From the above description of the embodiments, it will be clear to those skilled in the art that the above-described embodiment method may be implemented by means of software plus a necessary general hardware platform, but of course may also be implemented by means of hardware, but in many cases the former is a preferred embodiment. Based on such understanding, the technical solution of the present invention may be embodied essentially or in a part contributing to the prior art in the form of a software product stored in a storage medium (e.g. ROM/RAM, magnetic disk, optical disk) comprising instructions for causing a terminal (which may be a mobile phone, a computer, a server, an air conditioner, or a network device, etc.) to perform the method according to the embodiments of the present invention.

While the embodiments of the present invention have been illustrated and described in connection with the drawings, what is presently considered to be the most practical and preferred embodiments of the invention, it is to be understood that the invention is not limited to the disclosed embodiments, but on the contrary, is intended to cover various equivalent modifications and equivalent arrangements included within the spirit and scope of the appended claims.

Claims

1. A superscalar processing system based on transmit buffering, comprising:

The transmission buffer unit is used for temporarily storing the instruction to be executed and transmitting the instruction to be executed to the execution unit for execution according to a preset transmission rule, and the transmission buffer unit comprises:

The emission checking subunit is used for transmitting the instruction to be executed sent by the decoding unit to the execution unit for execution according to the preset emission rule, or temporarily storing the instruction to be executed sent by the decoding unit into the queue subunit;

the write-back unit is used for acquiring an execution result of the execution unit on the instruction to be executed and writing the execution result back into a write-back register of the processor;

The preset transmitting rule specifically comprises the following steps:

2. The transmit buffer based superscalar processing system of claim 1 wherein said pre-set queue is a first-in-first-out queue.

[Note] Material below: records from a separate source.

PR #255, opened 2026-06-26
fix: force LF on shell scripts so shebangs don't break (CRLF)

### LINKED ISSUE #254: Force LF line endings on shell scripts (.gitattributes)
Shell scripts checked out with Windows CRLF line endings get a `#!/bin/bash\r` shebang, so the kernel looks for the interpreter `/bin/bash\r` (shown as `/bin/bash^M`) and fails with `bad interpreter: No such file or directory`. `core.autocrlf` only normalizes on commit, not on checkout, so a working tree that picks up CRLF stays broken.

Add a `.gitattributes` rule `*.sh text eol=lf` so git forces LF in the working tree on every checkout, regardless of each user's global git config.

(Same fix applied in the sparta repo.)

d-morrison:
Closes #254.

A shell script checked out with Windows CRLF line endings gets a `#!/bin/bash\r` shebang; the kernel then looks for the interpreter `/bin/bash\r` (shown as `/bin/bash^M`) and fails with `bad interpreter: No such file or directory`. `core.autocrlf` normalizes CRLF only on **commit**, never on **checkout**, so a working tree that picks up CRLF stays broken.

This adds `.gitattributes` with `*.sh text eol=lf`, which forces LF in the working tree on every checkout regardless of each user's global git config. No committed shell scripts in this repo currently have CRLF, so this is purely preventive — no file renormalization.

3. The transmit buffer based superscalar processing system of claim 2 wherein said target instruction type comprises: a first type of instruction associated with the status and control register instructions and a second type of instruction associated with the system instructions.

4. The transmit buffer-based superscalar processing system of claim 3, wherein said transmit check subunit is further configured to:

5. A transmit buffer based superscalar processing method implemented on the basis of a transmit buffer based superscalar processing system as claimed in any one of claims 1-4, characterized in that said superscalar processing method comprises the steps of:

6. The method for processing superscalar based on transmit buffering of claim 5, wherein step S3 is specifically:

7. A computer device, comprising: memory, a processor and a transmit buffer based superscalar processor stored on said memory and executable on said processor, said processor implementing the steps in the transmit buffer based superscalar processing method as claimed in any one of claims 5, 6 when said transmit buffer based superscalar processor is executing said transmit buffer based superscalar processor.

8. A computer readable storage medium, wherein a transmission buffer based superscalar processing program is stored on the computer readable storage medium, which when executed by a processor, implements the steps of the transmission buffer based superscalar processing method according to any one of claims 5 and 6.